Task objective
Each line of the data that includes the string "later" is to be copied out.
━━━━━ Data records
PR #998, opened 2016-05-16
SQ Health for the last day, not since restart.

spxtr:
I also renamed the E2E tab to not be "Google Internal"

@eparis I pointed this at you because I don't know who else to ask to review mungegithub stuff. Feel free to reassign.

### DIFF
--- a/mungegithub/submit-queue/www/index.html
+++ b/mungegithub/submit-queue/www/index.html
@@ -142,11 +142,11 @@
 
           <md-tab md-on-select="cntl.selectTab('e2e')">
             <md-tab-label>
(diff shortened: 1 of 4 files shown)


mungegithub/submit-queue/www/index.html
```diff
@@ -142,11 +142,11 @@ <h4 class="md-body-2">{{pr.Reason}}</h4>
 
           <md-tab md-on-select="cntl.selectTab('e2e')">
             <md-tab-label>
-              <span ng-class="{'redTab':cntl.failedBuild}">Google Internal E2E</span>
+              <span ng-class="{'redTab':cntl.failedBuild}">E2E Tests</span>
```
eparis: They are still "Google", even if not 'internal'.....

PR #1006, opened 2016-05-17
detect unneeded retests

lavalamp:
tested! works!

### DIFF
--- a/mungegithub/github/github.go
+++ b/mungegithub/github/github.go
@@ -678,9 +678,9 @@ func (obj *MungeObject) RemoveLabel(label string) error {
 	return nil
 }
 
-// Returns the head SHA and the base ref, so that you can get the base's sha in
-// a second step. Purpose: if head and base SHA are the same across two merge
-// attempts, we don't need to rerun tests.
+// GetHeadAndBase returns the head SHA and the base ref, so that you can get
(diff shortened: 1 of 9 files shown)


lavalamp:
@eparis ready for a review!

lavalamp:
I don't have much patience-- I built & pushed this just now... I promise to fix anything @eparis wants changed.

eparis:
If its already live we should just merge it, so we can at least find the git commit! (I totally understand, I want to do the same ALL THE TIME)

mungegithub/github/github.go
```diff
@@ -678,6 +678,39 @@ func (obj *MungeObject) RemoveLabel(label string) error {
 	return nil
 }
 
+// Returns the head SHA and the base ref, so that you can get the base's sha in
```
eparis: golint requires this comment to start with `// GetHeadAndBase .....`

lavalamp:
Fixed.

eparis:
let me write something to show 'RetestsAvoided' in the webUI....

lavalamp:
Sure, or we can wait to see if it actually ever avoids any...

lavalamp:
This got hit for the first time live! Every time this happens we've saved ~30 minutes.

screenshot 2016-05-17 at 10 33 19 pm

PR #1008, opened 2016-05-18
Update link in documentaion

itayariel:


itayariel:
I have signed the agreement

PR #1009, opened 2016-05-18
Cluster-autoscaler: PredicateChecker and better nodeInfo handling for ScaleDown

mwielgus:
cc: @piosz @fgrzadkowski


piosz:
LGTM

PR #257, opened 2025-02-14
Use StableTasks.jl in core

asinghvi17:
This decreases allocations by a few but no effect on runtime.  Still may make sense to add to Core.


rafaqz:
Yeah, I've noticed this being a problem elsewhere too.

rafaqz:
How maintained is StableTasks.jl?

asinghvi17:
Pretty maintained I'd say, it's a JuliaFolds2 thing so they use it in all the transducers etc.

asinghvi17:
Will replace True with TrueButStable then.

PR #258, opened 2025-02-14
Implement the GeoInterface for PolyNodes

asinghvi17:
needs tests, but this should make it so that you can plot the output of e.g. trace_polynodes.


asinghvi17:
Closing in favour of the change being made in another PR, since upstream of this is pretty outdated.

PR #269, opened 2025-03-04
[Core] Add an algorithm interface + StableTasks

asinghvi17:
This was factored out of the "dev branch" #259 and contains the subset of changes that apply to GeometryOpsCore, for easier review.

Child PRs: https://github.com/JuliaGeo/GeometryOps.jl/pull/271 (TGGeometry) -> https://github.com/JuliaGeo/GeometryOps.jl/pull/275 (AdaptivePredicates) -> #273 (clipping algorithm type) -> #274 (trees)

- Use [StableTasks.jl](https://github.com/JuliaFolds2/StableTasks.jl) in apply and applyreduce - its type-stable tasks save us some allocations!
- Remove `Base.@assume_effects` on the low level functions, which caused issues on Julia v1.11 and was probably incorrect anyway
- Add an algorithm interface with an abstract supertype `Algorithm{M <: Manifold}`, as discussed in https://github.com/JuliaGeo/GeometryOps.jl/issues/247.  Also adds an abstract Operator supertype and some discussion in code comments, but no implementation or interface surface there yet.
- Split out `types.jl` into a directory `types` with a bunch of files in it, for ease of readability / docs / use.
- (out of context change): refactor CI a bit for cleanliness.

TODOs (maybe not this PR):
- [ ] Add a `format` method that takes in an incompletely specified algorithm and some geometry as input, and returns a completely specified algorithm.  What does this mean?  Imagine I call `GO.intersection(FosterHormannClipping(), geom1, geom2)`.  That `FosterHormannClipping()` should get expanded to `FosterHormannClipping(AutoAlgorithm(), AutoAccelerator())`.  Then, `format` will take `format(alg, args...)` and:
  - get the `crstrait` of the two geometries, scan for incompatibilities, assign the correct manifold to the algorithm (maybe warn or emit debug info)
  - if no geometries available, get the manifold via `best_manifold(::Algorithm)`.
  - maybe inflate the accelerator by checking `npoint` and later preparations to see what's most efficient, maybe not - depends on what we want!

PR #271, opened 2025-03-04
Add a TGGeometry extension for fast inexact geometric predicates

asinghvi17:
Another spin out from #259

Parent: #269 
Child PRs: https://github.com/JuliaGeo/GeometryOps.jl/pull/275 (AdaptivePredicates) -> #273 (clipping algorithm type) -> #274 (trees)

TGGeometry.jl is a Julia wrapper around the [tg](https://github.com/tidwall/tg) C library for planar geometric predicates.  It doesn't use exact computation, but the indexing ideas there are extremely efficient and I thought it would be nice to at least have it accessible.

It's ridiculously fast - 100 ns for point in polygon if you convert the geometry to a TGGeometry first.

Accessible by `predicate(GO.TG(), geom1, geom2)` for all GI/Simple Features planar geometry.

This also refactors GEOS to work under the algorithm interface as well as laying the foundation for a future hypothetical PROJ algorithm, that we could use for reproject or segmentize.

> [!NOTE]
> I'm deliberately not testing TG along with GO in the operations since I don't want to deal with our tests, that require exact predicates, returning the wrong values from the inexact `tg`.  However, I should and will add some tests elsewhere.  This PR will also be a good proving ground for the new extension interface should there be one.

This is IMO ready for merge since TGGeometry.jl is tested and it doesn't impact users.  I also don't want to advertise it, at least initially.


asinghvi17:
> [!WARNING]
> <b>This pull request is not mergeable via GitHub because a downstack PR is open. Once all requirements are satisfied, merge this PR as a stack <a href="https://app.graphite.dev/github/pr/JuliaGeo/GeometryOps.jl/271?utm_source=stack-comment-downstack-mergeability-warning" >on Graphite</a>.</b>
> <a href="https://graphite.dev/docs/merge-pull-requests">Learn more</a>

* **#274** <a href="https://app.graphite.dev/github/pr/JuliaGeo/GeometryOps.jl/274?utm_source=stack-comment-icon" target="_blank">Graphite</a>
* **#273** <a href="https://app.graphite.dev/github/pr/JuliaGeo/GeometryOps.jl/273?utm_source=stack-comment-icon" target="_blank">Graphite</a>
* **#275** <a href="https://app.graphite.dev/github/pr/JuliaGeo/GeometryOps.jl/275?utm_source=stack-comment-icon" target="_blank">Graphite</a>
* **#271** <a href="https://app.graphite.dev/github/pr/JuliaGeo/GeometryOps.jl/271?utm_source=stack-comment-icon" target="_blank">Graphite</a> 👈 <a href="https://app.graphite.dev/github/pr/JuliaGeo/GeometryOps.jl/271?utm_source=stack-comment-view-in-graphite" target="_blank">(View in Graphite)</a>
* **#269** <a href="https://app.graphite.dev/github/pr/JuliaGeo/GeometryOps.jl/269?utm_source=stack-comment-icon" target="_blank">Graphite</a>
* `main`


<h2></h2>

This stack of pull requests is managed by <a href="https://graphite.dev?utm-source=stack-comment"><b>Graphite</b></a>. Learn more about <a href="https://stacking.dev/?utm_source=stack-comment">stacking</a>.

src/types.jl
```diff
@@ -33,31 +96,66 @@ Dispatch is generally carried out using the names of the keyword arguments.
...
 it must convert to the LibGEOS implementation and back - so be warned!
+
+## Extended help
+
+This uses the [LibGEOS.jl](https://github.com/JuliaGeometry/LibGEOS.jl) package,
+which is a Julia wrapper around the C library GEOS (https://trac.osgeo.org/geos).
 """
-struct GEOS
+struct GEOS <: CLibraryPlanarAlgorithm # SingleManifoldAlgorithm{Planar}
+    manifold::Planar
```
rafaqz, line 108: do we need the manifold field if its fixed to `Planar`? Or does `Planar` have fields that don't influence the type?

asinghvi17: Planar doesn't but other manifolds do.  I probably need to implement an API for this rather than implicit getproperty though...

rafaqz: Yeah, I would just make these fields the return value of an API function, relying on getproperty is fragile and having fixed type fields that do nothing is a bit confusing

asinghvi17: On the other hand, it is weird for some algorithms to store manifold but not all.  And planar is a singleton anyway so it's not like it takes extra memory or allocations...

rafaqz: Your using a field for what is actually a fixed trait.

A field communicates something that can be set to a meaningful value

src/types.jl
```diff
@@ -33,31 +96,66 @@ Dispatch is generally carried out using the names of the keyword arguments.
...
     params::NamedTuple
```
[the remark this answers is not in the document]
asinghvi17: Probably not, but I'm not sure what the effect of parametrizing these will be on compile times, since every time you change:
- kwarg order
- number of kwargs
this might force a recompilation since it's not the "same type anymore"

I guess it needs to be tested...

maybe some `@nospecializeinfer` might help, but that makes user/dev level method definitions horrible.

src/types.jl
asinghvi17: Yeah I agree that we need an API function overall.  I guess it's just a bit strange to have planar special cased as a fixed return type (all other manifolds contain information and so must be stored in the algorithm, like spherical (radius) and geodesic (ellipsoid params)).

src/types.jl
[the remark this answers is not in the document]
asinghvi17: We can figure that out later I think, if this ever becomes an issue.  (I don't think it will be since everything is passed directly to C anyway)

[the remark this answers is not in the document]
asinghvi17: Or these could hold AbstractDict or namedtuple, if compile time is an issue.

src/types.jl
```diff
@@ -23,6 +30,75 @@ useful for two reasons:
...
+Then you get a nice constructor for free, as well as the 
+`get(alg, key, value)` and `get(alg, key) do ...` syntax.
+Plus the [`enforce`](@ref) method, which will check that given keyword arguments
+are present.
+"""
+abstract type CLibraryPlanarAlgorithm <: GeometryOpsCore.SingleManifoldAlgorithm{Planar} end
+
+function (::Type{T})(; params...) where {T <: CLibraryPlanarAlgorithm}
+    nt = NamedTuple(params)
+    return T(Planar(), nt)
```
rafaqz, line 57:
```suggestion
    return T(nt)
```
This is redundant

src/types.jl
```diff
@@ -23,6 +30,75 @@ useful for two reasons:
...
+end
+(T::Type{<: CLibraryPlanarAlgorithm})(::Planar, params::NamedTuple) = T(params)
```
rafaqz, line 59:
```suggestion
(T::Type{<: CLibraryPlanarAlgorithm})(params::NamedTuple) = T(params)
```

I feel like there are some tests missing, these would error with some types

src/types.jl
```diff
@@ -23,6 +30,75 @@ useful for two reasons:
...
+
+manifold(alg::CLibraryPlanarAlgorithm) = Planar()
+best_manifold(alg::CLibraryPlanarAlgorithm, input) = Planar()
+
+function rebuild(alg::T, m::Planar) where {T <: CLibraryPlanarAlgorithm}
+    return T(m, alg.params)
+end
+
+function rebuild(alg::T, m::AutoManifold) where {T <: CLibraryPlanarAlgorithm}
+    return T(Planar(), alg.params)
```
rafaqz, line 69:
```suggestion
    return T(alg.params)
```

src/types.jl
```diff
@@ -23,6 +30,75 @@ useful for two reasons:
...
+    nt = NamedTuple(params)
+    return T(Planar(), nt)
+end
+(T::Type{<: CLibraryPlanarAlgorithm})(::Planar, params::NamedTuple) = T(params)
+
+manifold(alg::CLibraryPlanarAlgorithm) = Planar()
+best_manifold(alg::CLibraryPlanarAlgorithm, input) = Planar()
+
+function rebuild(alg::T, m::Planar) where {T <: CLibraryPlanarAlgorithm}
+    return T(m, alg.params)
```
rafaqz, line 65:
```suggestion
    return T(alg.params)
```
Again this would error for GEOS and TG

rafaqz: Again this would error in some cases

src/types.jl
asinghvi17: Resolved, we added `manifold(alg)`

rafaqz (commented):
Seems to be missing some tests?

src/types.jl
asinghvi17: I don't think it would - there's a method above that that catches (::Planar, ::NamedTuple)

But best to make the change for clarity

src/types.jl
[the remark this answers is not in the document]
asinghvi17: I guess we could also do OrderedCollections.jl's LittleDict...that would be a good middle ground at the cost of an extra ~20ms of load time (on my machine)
━━━━━━━━━━
Output below
  - maybe inflate the accelerator by checking `npoint` and later preparations to see what's most efficient, maybe not - depends on what we want!
asinghvi17: We can figure that out later I think, if this ever becomes an issue.  (I don't think it will be since everything is passed directly to C anyway)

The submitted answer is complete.